**WORK INSTRUCTIONS**
From the first line onward, reproduce the records exactly; the final line to include is the one holding "## Description".

........

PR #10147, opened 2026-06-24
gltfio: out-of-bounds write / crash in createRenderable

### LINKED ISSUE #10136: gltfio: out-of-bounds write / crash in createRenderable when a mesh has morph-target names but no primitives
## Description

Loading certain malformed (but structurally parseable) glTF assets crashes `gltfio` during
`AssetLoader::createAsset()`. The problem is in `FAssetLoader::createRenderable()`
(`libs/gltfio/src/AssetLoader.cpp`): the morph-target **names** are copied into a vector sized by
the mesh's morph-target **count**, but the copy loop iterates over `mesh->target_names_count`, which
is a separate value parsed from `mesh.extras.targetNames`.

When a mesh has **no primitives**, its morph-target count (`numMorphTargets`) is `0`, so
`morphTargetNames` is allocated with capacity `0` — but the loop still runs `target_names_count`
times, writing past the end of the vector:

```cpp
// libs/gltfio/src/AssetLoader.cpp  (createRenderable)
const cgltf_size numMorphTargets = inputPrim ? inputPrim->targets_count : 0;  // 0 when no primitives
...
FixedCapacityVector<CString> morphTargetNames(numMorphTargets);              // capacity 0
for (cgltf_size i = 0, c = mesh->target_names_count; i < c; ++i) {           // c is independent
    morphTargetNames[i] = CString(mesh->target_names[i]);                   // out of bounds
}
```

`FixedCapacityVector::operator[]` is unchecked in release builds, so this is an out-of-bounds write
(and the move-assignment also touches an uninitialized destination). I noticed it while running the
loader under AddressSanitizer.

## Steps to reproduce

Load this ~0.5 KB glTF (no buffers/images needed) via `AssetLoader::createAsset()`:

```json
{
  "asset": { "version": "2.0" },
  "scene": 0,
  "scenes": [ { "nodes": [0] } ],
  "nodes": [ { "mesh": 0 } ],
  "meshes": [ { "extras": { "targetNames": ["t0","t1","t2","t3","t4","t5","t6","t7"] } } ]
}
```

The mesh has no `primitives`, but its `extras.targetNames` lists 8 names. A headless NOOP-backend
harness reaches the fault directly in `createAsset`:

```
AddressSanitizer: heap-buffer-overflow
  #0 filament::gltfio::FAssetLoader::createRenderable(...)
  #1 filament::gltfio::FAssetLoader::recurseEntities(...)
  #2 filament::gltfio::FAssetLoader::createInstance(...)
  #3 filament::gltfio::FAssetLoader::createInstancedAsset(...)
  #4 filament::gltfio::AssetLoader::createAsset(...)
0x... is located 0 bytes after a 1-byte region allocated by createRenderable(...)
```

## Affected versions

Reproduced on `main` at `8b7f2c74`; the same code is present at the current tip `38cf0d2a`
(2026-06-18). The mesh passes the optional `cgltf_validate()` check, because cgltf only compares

........

**FINISHED TASK**
PR #10147, opened 2026-06-24
gltfio: out-of-bounds write / crash in createRenderable

### LINKED ISSUE #10136: gltfio: out-of-bounds write / crash in createRenderable when a mesh has morph-target names but no primitives
## Description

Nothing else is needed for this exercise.